__Supplied entries__

PR #29, opened 2015-08-26
Add tests for list.rs. Still missing tests for extract.

ehiggs:
This PR adds coverage for the list module.

I tried to also put in code to test extraction into vectors, but the following fails to compile:

```rust
    #[test]                                                                     
    fn test_extract() {                                                         
        let gil = Python::acquire_gil();                                        
        let py = gil.python();                                                  
        let v = vec![2, 3, 5, 7];                                               
        let list = v.to_py_object(py).into_object().cast_into::<PyList>().unwrap();
        let v2 = list.into_object().extract::<Vec<i32>>().unwrap();             
        assert_eq!(v, v2);                                                      
    }      
```

The error is:

```
$ cargo test
   Compiling cpython v0.0.4 (file:///home/ehiggs/src/download/rust-cpython)
src/objects/list.rs:251:37: 251:58 error: the requirement `for<'s>  : 's` is not satisfied (`expected bound lifetime parameter 's, found concrete lifetime`) [E0279]
src/objects/list.rs:251         let v2 = list.into_object().extract::<Vec<i32>>().unwrap();
                          
```

I was on IRC and some users suggested relaxing the bound constraints on extract so they are only over `'p` (instead of `for<'s, 'p>`) but I couldn't get it to work.

### DIFF
--- a/src/objects/list.rs
+++ b/src/objects/list.rs
@@ -160,3 +160,86 @@ impl <'python, 'source, 'prepared, T> ExtractPyObject<'python, 'source, 'prepare
     }
 }
 
+#[cfg(test)]
+mod test {
+    use std;
+    use python::{Python, PythonObject};
+    use conversion::ToPyObject;
+    use objects::PyList;
+
+    #[test]
+    fn test_len() {
+        let gil = Python::acquire_gil();
+        let py = gil.python();
+        let v = vec![1,2,3,4];
+        let list = v.to_py_object(py).into_object().cast_into::<PyList>().unwrap();
+        assert_eq!(4, list.len());
+    }
+
+    #[test]
+    fn test_get_item() {
+        let gil = Python::acquire_gil();
+        let py = gil.python();
+        let v = vec![2, 3, 5, 7];
+        let list = v.to_py_object(py).into_object().cast_into::<PyList>().unwrap();
+        assert_eq!(2, list.get_item(0).extract::<i32>().unwrap());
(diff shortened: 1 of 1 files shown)


dgrunwald:
`.into_object().cast_into::<PyList>().unwrap()` is a no-op, the code can be simplified to `let list = v.to_py_object(py);`

The problem with `impl ExtractPyObject for Vec<T>` is that it requires `T : ExtractPyObject<'python, 's, 'p>` for all `'s` and `'p`, which is impossible because `'python` must outlive `'s`.
I'm not sure if there's a way to quantify a higher-ranked-trait-bound only over the lifetimes smaller or equal to a given lifetime.
Imaginary syntax:
    where T: (for<'s, 'p> ExtractPyObject<'python, 's, 'p> where 's : 'python)

Another option would be to unnecessarily quantify over `'py` instead of using `'python`:
    where T: for<'py:'s, 's, 'p> ExtractPyObject<'py, 's, 'p>

Unfortunately that doesn't seem to have the desired effect.

Here's a slightly reduced test case for the problem: http://is.gd/bl0rGA

Note that the reason the lifetimes are so complicated is that we support extracting non-owned types like `&str` or `&[T]` as part of the `py_fn!()`/`py_argparse!()` macros. In the case of `PyList`, the higher-ranked lifetime bound is necessary for both `'source` and `'prepared`, because both refer to local variables in `fn extract()`. Getting items from a list has to clone the `PyObject` because any python operation (such as extracting one of the list elements) could potentially mutate the list.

__Task objective__
In the entries above, locate every line with the word "source" and copy it.

__Response__
@@ -160,3 +160,86 @@ impl <'python, 'source, 'prepared, T> ExtractPyObject<'python, 'source, 'prepare
Note that the reason the lifetimes are so complicated is that we support extracting non-owned types like `&str` or `&[T]` as part of the `py_fn!()`/`py_argparse!()` macros. In the case of `PyList`, the higher-ranked lifetime bound is necessary for both `'source` and `'prepared`, because both refer to local variables in `fn extract()`. Getting items from a list has to clone the `PyObject` because any python operation (such as extracting one of the list elements) could potentially mutate the list.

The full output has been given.